(Data items)
============

PR #177, opened 2018-04-05
Change sign plugint to sign only builded rpm and not every in results

ocasek:
https://bugzilla.redhat.com/show_bug.cgi?id=1217495

### DIFF
--- a/mock/py/mockbuild/backend.py
+++ b/mock/py/mockbuild/backend.py
@@ -498,7 +498,7 @@ class Commands(object):
         bd_out = self.make_chroot_path(self.buildroot.builddir)
         results = glob.glob(bd_out + '/RPMS/*.rpm')
         results += glob.glob(bd_out + '/SRPMS/*.rpm')
-        self.buildroot.final_rpm_list = results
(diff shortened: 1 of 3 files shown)


xsuchy:
The list is e.g., ['/var/lib/mock/fedora-26-x86_64/root/builddir/build/RPMS/mock-1.4.9-1.git.26.a7dcdfa.fc26.noarch.rpm', '/var/lib/mock/fedora-26-x86_64/root/builddir/build/RPMS/mock-scm-1.4.9-1.git.26.a7dcdfa.fc26.noarch.rpm', ...] i.e. full path.
But before the rebuild_package() and the postbuild hook is called copy_build_results(), which copy it to result dir. I.e. after this change you are signing packages which are then not used at all and only deleted.

I recommend to store only the base name of files https://docs.python.org/3/library/os.path.html#os.path.basename and in sign.py you have to prefix it with result dir: '%s/*.rpm' % self.buildroot.resultdir

xsuchy:
Merged. Thank  you.

Frodox:
Here *must* be signing by chunks, because some packages (like texlive) have 4000+ rpms in result, so it would be too long arguments line for shell

Issue #169, opened 2018-03-10
Add support for bsdtar


tpgxyz:
### Short description of the problem
Currently mock supports tar from GNU, while bsdtar from libarchive is not supported

### Steps to reproduce issue

1. Set up bsdtar as default tar
2. Observe mock failure
3.

Do not forget to mention full commandline with the mock command you executed.

### Any additional notes

Consider adding output of `mock --debug-config` this can help developers to reproduce the issue.

xsuchy:
What would be the benefit? I am afraid that this is soooo low prio, that it will not happen unless someone (you) send a patch.

praiskup:
GNU tar is supposed to be the default on GNU/Linux distro.  Btw.:
```bash
$ rpm -q mock
mock-1.4.9-1.fc27.noarch
```

praiskup:
Is this issue related to mock scm plugin?

tpgxyz:
@xsuchy  @praiskup All calls to tar inside mock code are not compatible with bsdtar https://github.com/libarchive/libarchive

Conan-Kudo:
To give a more detailed explanation here:

OpenMandriva is in the process of switching to rpm.org rpm and DNF. As a part of this, their build system build engine is changing to mock. However, they replaced GNU tar with libarchive's tar back in OpenMandriva Lx 3, and libarchive's `tar` works slightly differently.

A proper patch for this would probably involve making it configurable to use either `tar` (expecting GNU tar) or `bsdtar` for libarchive's `tar`. What would be required for that, I don't yet know, but that's what I think would be required.

praiskup:
On Tuesday, April 24, 2018 11:21:42 AM CEST Neal Gompa (ニール・ゴンパ) wrote:
> > > What would be required for that, I don't yet ...
> >
> > Where this is discussed?
> 
> I'm not sure what you mean?

I thought that it is being discussed somewhere, and you'll know sooner or later.
Having some reference links would be nice.

Conan-Kudo:
No, this was discussed on IRC in `#OpenMandriva-Cooker` some time ago. The switch to `bsdtar` occurred two years ago, and GNU tar is no longer in the base system package set at all.

[...]

PR #180, opened 2018-04-24
call 'gtar' binary, instead of 'tar'

praiskup:
This helps OpenMandriva where /bin/tar is equivalent for
/bin/bsdtar .  That setup is somewhat unexpected on GNU/Linux
distro, but anyway, it doesn't hurt Fedora/RHEL/CentOS where we
symlink gtar to tar.

As original issue suggests, we could implement everything using
the POSIX tar options (+ helper scripting); but that would be just
too much work which is not worth spending ATM, at least as long as
it is safe to expect that 'gtar' is in PATH and that it really is
GNU tar.

Resolves: #169


praiskup:
Closing in favor of #181.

============

▸ Work to complete
Repeat each record above precisely as written.

▸ Output for this task
PR #177, opened 2018-04-05
Change sign plugint to sign only builded rpm and not every in results

ocasek:
https://bugzilla.redhat.com/show_bug.cgi?id=1217495

### DIFF
--- a/mock/py/mockbuild/backend.py
+++ b/mock/py/mockbuild/backend.py
@@ -498,7 +498,7 @@ class Commands(object):
         bd_out = self.make_chroot_path(self.buildroot.builddir)
         results = glob.glob(bd_out + '/RPMS/*.rpm')
         results += glob.glob(bd_out + '/SRPMS/*.rpm')
-        self.buildroot.final_rpm_list = results
(diff shortened: 1 of 3 files shown)


xsuchy:
The list is e.g., ['/var/lib/mock/fedora-26-x86_64/root/builddir/build/RPMS/mock-1.4.9-1.git.26.a7dcdfa.fc26.noarch.rpm', '/var/lib/mock/fedora-26-x86_64/root/builddir/build/RPMS/mock-scm-1.4.9-1.git.26.a7dcdfa.fc26.noarch.rpm', ...] i.e. full path.
But before the rebuild_package() and the postbuild hook is called copy_build_results(), which copy it to result dir. I.e. after this change you are signing packages which are then not used at all and only deleted.

I recommend to store only the base name of files https://docs.python.org/3/library/os.path.html#os.path.basename and in sign.py you have to prefix it with result dir: '%s/*.rpm' % self.buildroot.resultdir

xsuchy:
Merged. Thank  you.

Frodox:
Here *must* be signing by chunks, because some packages (like texlive) have 4000+ rpms in result, so it would be too long arguments line for shell

Issue #169, opened 2018-03-10
Add support for bsdtar


tpgxyz:
### Short description of the problem
Currently mock supports tar from GNU, while bsdtar from libarchive is not supported

### Steps to reproduce issue

1. Set up bsdtar as default tar
2. Observe mock failure
3.

Do not forget to mention full commandline with the mock command you executed.

### Any additional notes

Consider adding output of `mock --debug-config` this can help developers to reproduce the issue.

xsuchy:
What would be the benefit? I am afraid that this is soooo low prio, that it will not happen unless someone (you) send a patch.

praiskup:
GNU tar is supposed to be the default on GNU/Linux distro.  Btw.:
```bash
$ rpm -q mock
mock-1.4.9-1.fc27.noarch
```

praiskup:
Is this issue related to mock scm plugin?

tpgxyz:
@xsuchy  @praiskup All calls to tar inside mock code are not compatible with bsdtar https://github.com/libarchive/libarchive

Conan-Kudo:
To give a more detailed explanation here:

OpenMandriva is in the process of switching to rpm.org rpm and DNF. As a part of this, their build system build engine is changing to mock. However, they replaced GNU tar with libarchive's tar back in OpenMandriva Lx 3, and libarchive's `tar` works slightly differently.

A proper patch for this would probably involve making it configurable to use either `tar` (expecting GNU tar) or `bsdtar` for libarchive's `tar`. What would be required for that, I don't yet know, but that's what I think would be required.

praiskup:
On Tuesday, April 24, 2018 11:21:42 AM CEST Neal Gompa (ニール・ゴンパ) wrote:
> > > What would be required for that, I don't yet ...
> >
> > Where this is discussed?
> 
> I'm not sure what you mean?

I thought that it is being discussed somewhere, and you'll know sooner or later.
Having some reference links would be nice.

Conan-Kudo:
No, this was discussed on IRC in `#OpenMandriva-Cooker` some time ago. The switch to `bsdtar` occurred two years ago, and GNU tar is no longer in the base system package set at all.

[...]

PR #180, opened 2018-04-24
call 'gtar' binary, instead of 'tar'

praiskup:
This helps OpenMandriva where /bin/tar is equivalent for
/bin/bsdtar .  That setup is somewhat unexpected on GNU/Linux
distro, but anyway, it doesn't hurt Fedora/RHEL/CentOS where we
symlink gtar to tar.

As original issue suggests, we could implement everything using
the POSIX tar options (+ helper scripting); but that would be just
too much work which is not worth spending ATM, at least as long as
it is safe to expect that 'gtar' is in PATH and that it really is
GNU tar.

Resolves: #169


praiskup:
Closing in favor of #181.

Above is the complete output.